Growing Pains
It’s been too many days since she’s felt discomfort, so her body compensates, shifting and cracking and creating chaos within itself. At night, she lies awake for hours with strange aches running through her legs that she twists and stretches and convulses to escape. She throws her arms above her head, points her toes toward the far wall, squeezes her eyes shut, and she’s ten years old again and alone in the dark with these same demons in her body, pulling her apart, stretching her out, destroying her from the inside, she thinks, only to wake up the next morning and find nothing’s changed.
She’s barely slept in a week, since this started. But two cups of coffee in the morning and a layer of concealer under her eyes do wonders, and no one on her work calls has suspected a thing yet. One by one they compliment her on the throw pillows on the couch behind her, and each time she thinks about telling the story of the time her mother visited and said something mean about how much money she’d wasted on such useless items, but she can’t separate that memory from what her mother said when she decided she was too old for her stuffed animal collection, so she smiles, says thank you, and refrains.
It’s 35 degrees outside, but tonight she turns the AC all the way up just to feel something from outside herself, and it works. Instead of stretching, feeling like her bones are growing outward and inward at once, her body curls in toward itself, trying to keep warm, shivering relentlessly until she falls asleep.

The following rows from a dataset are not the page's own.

PR #1118, opened 2024-07-11
implemented delivery drone inheritance

MasakDirt:


app/main.py
```diff
@@ -2,4 +2,63 @@ class Cargo:
...
+        super().__init__(name, weight, coords)
+        self.max_load_weight = max_load_weight
+        self.current_load = current_load
+
+    def hook_load(self, cargo: Cargo) -> None:
+        if self.current_load is None and cargo.weight <= self.max_load_weight:
+            self.current_load = cargo
+
+    def unhook_load(self) -> None:
+        if self.current_load is not None:
```
oliasymak24, line 63: Use just `if self.current.load` will be enough.

oliasymak24 (approved):
In general your code looks good :)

It’s colder here than it used to be and brighter the white sunlight on the snow is blinding but here is the bend in the creek where they ran as children she and her cousins the ice is thicker than ever she knows because at the swimming hole it used to be translucent showing the water running deep and dark but now it’s just ice thick and white with bubbles in the surface and sticks frozen halfway in and she skids across not worried that it might break because it won’t because it can’t and she wonders how long has it been since they came here in the summer when they rode inner tubes down the creek with their legs sticking up toward the sun scratched by dead branches and rocks and once in a while a cow skull and their shoulders burnt brown they tried not to think about the parts of them that stuck into the river or about the eels and big fish with sharp teeth and other sorts of things that they knew lived in deep dark water even though the adults said they didn’t but now the ice is thick and she’s safe and she slides out into the middle and closes her eyes and spins and the air is cold on her cheeks colder than it’s ever been and her closed eyes sting and her breath must look like a cloud in the air but it’s all still and perfect and when she opens her eyes there’s no cloud and the snow is sparkling pristine and there are no footprints anywhere and the sun is brilliant and the sky is blue and the ice is smooth but when she bends to look just a little bit closer she can see the cracks spreading from where she stands and the deep dark water still there just below the surface.